Please return all the records exactly, with nothing left out.

[Stored items]
== == ==
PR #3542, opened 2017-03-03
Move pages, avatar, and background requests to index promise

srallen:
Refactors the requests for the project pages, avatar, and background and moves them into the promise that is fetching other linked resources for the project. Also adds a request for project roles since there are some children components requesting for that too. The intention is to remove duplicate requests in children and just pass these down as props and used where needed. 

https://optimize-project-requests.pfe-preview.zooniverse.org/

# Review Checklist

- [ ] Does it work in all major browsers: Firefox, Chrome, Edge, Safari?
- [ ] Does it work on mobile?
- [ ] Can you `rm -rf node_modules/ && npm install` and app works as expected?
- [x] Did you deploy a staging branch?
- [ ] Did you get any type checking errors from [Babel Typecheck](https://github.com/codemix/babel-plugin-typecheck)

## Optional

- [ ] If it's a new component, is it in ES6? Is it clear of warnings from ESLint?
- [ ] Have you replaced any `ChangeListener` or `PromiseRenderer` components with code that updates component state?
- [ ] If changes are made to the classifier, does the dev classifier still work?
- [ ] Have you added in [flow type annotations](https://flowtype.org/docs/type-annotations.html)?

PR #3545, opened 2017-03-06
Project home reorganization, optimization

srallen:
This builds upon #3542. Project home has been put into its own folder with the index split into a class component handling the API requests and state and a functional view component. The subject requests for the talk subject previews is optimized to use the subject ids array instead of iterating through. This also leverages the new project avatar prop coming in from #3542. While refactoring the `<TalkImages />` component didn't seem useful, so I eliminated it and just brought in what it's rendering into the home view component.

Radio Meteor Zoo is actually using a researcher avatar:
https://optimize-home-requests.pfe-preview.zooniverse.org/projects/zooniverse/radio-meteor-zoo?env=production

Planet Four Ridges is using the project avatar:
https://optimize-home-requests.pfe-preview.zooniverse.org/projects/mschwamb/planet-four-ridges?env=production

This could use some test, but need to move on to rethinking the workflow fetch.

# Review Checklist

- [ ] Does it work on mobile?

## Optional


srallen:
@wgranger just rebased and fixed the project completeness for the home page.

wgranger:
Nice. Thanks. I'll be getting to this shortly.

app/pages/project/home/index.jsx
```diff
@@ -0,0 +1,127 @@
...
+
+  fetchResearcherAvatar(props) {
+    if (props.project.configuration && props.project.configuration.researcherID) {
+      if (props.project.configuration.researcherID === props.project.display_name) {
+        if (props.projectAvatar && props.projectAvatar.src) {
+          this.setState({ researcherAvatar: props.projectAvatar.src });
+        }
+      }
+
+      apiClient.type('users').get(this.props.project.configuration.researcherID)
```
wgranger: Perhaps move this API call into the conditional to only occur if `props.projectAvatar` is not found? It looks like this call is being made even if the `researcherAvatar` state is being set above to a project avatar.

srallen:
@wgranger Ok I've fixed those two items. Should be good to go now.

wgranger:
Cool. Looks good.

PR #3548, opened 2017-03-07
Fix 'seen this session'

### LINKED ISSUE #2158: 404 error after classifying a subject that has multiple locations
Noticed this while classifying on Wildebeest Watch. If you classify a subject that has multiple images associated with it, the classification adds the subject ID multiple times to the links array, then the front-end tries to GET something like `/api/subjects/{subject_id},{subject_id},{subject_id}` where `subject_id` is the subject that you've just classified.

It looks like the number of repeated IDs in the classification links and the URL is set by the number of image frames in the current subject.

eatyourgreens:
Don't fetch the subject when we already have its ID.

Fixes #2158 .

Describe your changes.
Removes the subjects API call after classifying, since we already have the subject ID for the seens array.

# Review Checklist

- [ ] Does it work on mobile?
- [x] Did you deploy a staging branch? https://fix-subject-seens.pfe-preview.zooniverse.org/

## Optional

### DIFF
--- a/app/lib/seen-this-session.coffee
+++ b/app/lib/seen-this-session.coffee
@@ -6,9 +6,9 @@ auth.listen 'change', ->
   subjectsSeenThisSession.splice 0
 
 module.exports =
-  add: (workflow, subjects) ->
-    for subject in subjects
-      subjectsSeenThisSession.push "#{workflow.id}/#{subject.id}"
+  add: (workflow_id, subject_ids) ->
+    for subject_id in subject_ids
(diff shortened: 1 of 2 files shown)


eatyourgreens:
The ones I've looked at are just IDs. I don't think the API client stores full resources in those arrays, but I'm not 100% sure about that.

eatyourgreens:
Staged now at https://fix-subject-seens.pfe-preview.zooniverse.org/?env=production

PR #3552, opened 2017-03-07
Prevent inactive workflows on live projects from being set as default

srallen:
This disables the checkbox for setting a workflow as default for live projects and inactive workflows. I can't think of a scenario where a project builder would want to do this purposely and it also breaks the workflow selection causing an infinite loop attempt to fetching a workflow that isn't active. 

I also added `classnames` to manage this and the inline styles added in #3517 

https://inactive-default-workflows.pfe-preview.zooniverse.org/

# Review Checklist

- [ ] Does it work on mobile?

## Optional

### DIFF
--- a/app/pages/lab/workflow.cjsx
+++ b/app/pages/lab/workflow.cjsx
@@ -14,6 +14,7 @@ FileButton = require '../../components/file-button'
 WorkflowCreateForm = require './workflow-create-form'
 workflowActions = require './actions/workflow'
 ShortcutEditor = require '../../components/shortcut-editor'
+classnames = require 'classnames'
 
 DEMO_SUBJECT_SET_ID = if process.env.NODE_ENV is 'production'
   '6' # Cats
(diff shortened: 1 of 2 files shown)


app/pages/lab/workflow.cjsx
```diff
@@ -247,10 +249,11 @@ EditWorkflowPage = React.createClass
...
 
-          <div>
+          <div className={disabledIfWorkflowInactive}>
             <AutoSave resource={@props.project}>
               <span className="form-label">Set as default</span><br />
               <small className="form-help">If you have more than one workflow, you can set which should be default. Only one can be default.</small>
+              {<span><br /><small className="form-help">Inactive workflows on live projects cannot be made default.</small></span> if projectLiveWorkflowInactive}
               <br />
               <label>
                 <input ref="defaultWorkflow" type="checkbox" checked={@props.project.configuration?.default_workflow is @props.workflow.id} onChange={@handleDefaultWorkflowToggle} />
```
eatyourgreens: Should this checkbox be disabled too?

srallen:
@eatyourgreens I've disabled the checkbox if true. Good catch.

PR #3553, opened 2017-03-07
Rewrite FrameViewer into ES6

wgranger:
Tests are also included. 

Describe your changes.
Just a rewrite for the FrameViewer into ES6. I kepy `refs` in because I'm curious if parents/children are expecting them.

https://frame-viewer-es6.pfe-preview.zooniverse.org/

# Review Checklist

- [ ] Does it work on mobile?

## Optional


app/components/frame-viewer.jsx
== == ==
Answer to this exercise:
PR #3542, opened 2017-03-03
Move pages, avatar, and background requests to index promise

srallen:
Refactors the requests for the project pages, avatar, and background and moves them into the promise that is fetching other linked resources for the project. Also adds a request for project roles since there are some children components requesting for that too. The intention is to remove duplicate requests in children and just pass these down as props and used where needed. 

https://optimize-project-requests.pfe-preview.zooniverse.org/

# Review Checklist

- [ ] Does it work in all major browsers: Firefox, Chrome, Edge, Safari?
- [ ] Does it work on mobile?
- [ ] Can you `rm -rf node_modules/ && npm install` and app works as expected?
- [x] Did you deploy a staging branch?
- [ ] Did you get any type checking errors from [Babel Typecheck](https://github.com/codemix/babel-plugin-typecheck)

## Optional

- [ ] If it's a new component, is it in ES6? Is it clear of warnings from ESLint?
- [ ] Have you replaced any `ChangeListener` or `PromiseRenderer` components with code that updates component state?
- [ ] If changes are made to the classifier, does the dev classifier still work?
- [ ] Have you added in [flow type annotations](https://flowtype.org/docs/type-annotations.html)?

PR #3545, opened 2017-03-06
Project home reorganization, optimization

srallen:
This builds upon #3542. Project home has been put into its own folder with the index split into a class component handling the API requests and state and a functional view component. The subject requests for the talk subject previews is optimized to use the subject ids array instead of iterating through. This also leverages the new project avatar prop coming in from #3542. While refactoring the `<TalkImages />` component didn't seem useful, so I eliminated it and just brought in what it's rendering into the home view component.

Radio Meteor Zoo is actually using a researcher avatar:
https://optimize-home-requests.pfe-preview.zooniverse.org/projects/zooniverse/radio-meteor-zoo?env=production

Planet Four Ridges is using the project avatar:
https://optimize-home-requests.pfe-preview.zooniverse.org/projects/mschwamb/planet-four-ridges?env=production

This could use some test, but need to move on to rethinking the workflow fetch.

# Review Checklist

- [ ] Does it work on mobile?

## Optional


srallen:
@wgranger just rebased and fixed the project completeness for the home page.

wgranger:
Nice. Thanks. I'll be getting to this shortly.

app/pages/project/home/index.jsx
```diff
@@ -0,0 +1,127 @@
...
+
+  fetchResearcherAvatar(props) {
+    if (props.project.configuration && props.project.configuration.researcherID) {
+      if (props.project.configuration.researcherID === props.project.display_name) {
+        if (props.projectAvatar && props.projectAvatar.src) {
+          this.setState({ researcherAvatar: props.projectAvatar.src });
+        }
+      }
+
+      apiClient.type('users').get(this.props.project.configuration.researcherID)
```
wgranger: Perhaps move this API call into the conditional to only occur if `props.projectAvatar` is not found? It looks like this call is being made even if the `researcherAvatar` state is being set above to a project avatar.

srallen:
@wgranger Ok I've fixed those two items. Should be good to go now.

wgranger:
Cool. Looks good.

PR #3548, opened 2017-03-07
Fix 'seen this session'

### LINKED ISSUE #2158: 404 error after classifying a subject that has multiple locations
Noticed this while classifying on Wildebeest Watch. If you classify a subject that has multiple images associated with it, the classification adds the subject ID multiple times to the links array, then the front-end tries to GET something like `/api/subjects/{subject_id},{subject_id},{subject_id}` where `subject_id` is the subject that you've just classified.

It looks like the number of repeated IDs in the classification links and the URL is set by the number of image frames in the current subject.

eatyourgreens:
Don't fetch the subject when we already have its ID.

Fixes #2158 .

Describe your changes.
Removes the subjects API call after classifying, since we already have the subject ID for the seens array.

# Review Checklist

- [ ] Does it work on mobile?
- [x] Did you deploy a staging branch? https://fix-subject-seens.pfe-preview.zooniverse.org/

## Optional

### DIFF
--- a/app/lib/seen-this-session.coffee
+++ b/app/lib/seen-this-session.coffee
@@ -6,9 +6,9 @@ auth.listen 'change', ->
   subjectsSeenThisSession.splice 0
 
 module.exports =
-  add: (workflow, subjects) ->
-    for subject in subjects
-      subjectsSeenThisSession.push "#{workflow.id}/#{subject.id}"
+  add: (workflow_id, subject_ids) ->
+    for subject_id in subject_ids
(diff shortened: 1 of 2 files shown)


eatyourgreens:
The ones I've looked at are just IDs. I don't think the API client stores full resources in those arrays, but I'm not 100% sure about that.

eatyourgreens:
Staged now at https://fix-subject-seens.pfe-preview.zooniverse.org/?env=production

PR #3552, opened 2017-03-07
Prevent inactive workflows on live projects from being set as default

srallen:
This disables the checkbox for setting a workflow as default for live projects and inactive workflows. I can't think of a scenario where a project builder would want to do this purposely and it also breaks the workflow selection causing an infinite loop attempt to fetching a workflow that isn't active. 

I also added `classnames` to manage this and the inline styles added in #3517 

https://inactive-default-workflows.pfe-preview.zooniverse.org/

# Review Checklist

- [ ] Does it work on mobile?

## Optional

### DIFF
--- a/app/pages/lab/workflow.cjsx
+++ b/app/pages/lab/workflow.cjsx
@@ -14,6 +14,7 @@ FileButton = require '../../components/file-button'
 WorkflowCreateForm = require './workflow-create-form'
 workflowActions = require './actions/workflow'
 ShortcutEditor = require '../../components/shortcut-editor'
+classnames = require 'classnames'
 
 DEMO_SUBJECT_SET_ID = if process.env.NODE_ENV is 'production'
   '6' # Cats
(diff shortened: 1 of 2 files shown)


app/pages/lab/workflow.cjsx
```diff
@@ -247,10 +249,11 @@ EditWorkflowPage = React.createClass
...
 
-          <div>
+          <div className={disabledIfWorkflowInactive}>
             <AutoSave resource={@props.project}>
               <span className="form-label">Set as default</span><br />
               <small className="form-help">If you have more than one workflow, you can set which should be default. Only one can be default.</small>
+              {<span><br /><small className="form-help">Inactive workflows on live projects cannot be made default.</small></span> if projectLiveWorkflowInactive}
               <br />
               <label>
                 <input ref="defaultWorkflow" type="checkbox" checked={@props.project.configuration?.default_workflow is @props.workflow.id} onChange={@handleDefaultWorkflowToggle} />
```
eatyourgreens: Should this checkbox be disabled too?

srallen:
@eatyourgreens I've disabled the checkbox if true. Good catch.

PR #3553, opened 2017-03-07
Rewrite FrameViewer into ES6

wgranger:
Tests are also included. 

Describe your changes.
Just a rewrite for the FrameViewer into ES6. I kepy `refs` in because I'm curious if parents/children are expecting them.

https://frame-viewer-es6.pfe-preview.zooniverse.org/

# Review Checklist

- [ ] Does it work on mobile?

## Optional


app/components/frame-viewer.jsx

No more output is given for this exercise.